For example, the term "a compound" or "at least one compound" may
include a plurality of compounds, including mixtures thereof.
[0193] Throughout this application, various embodiments of this
invention may be presented in a range format. It should be
understood that the description in range format is merely for
convenience and brevity and should not be construed as an
inflexible limitation on the scope of the invention. Accordingly,
the description of a range should be considered to have
specifically disclosed all the possible subranges as well as
individual numerical values within that range. For example,
description of a range such as from 1 to 6 should be considered to
have specifically disclosed subranges such as from 1 to 3, from 1
to 4, from 1 to 5, from 2 to 4, from 2 to 6, from 3 to 6 etc., as
well as individual numbers within that range, for example, 1, 2, 3,
4, 5, and 6. This applies regardless of the breadth of the
range.
[0194] Whenever a numerical range is indicated herein, it is meant
to include any cited numeral (fractional or integral) within the
indicated range. The phrases "ranging/ranges between" a first
indicate number and a second indicate number and "ranging/ranges
from" a first indicate number "to" a second indicate number are
used herein interchangeably and are meant to include the first and
second indicated numbers and all the fractional and integral
numerals therebetween.
[0195] It is appreciated that certain features of the invention,
which are, for clarity, described in the context of separate
embodiments, may also be provided in combination in a single
embodiment. Conversely, various features of the invention, which
are, for brevity, described in the context of a single embodiment,
may also be provided separately or in any suitable subcombination
or as suitable in any other described embodiment of the invention.
Certain features described in the context of various embodiments
are not to be considered essential features of those embodiments,
unless the embodiment is inoperative without those elements.

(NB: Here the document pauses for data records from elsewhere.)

PR #1131, opened 2022-03-10
Move fixture from test/test_step_detect.py file

dorothykiz1:
xref #1030

### DIFF
--- a/test/conftest.py
+++ b/test/conftest.py
@@ -7,13 +7,15 @@ from os.path import abspath, dirname, join
 import pytest
 import selenium
 
-from asv import config, environment, repo
+from asv import config, environment, repo, step_detect
 from asv.repo import get_repo
+from asv.step_detect import L1Dist, _rangemedian
 
 from . import tools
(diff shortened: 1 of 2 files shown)


dorothykiz1:
I ran `isort` locally on this particular file seems fine but complains here , could it be skipping the imports with inline comments?

datapythonista:
> @datapythonista I ran `isort` locally on this particular file seems fine but complains here , could it be skipping the imports with inline comments? Is there a way to not skip imports with comments? Below is the error returned;
> 
> ```
> ERROR: /home/runner/work/asv/asv/test/test_step_detect.py Imports are incorrectly sorted and/or formatted.
> Skipped 1 files
> Error: Process completed with exit code 1.
> ```

Can you better comment in the relevant part of the code? It's making my life unnecessarily harder to have to read your comment in one tab, and switch to another and find the exact part you're taling about, to see what code you're referring to. Thanks!

dorothykiz1:
Let me do this

datapythonista:
Thanks @dorothykiz1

[0196] Various embodiments and aspects of the present invention as
delineated hereinabove and as claimed in the claims section below
find experimental support in the following examples.
EXAMPLES
[0197] Reference is now made to the following examples, which
together with the above descriptions illustrate some embodiments of
the invention in a non limiting fashion.
Example 1
[0198] This Example describes experiments in which peptide
nanotubes were immobilized onto electrode structures by
dielectrophoresis (DEP), according to some embodiments of the
present invention.
Materials and Methods
[0199] A DEP microchip was fabricated according to some embodiments
of the present invention by optical lithography on a silicon wafer
following a protocol previously described in Dimaki, M. and
Boggild, P., Nanotechnology 2005, 16, 759-763. Briefly, SiO.sub.2
was grown on top of a silicon wafer as an insulating layer. A 1.5 m
resist layer was spun on top of the oxide and a positive
photolithography process was used in order to pattern the
electrodes on the oxide. After development of the resistance 10 nm
of titanium and 150 nm of gold were deposited on the wafer and a
lift-off process using acetone was carried out to define the
electrodes. The titanium layer enhanced the adhesion between the
gold and the silicon oxide layer. FIG. 4A illustrates the
fabrication steps. The final DEP microchip including the separation
gap between the gold microelectrodes is shown in FIG. 4B.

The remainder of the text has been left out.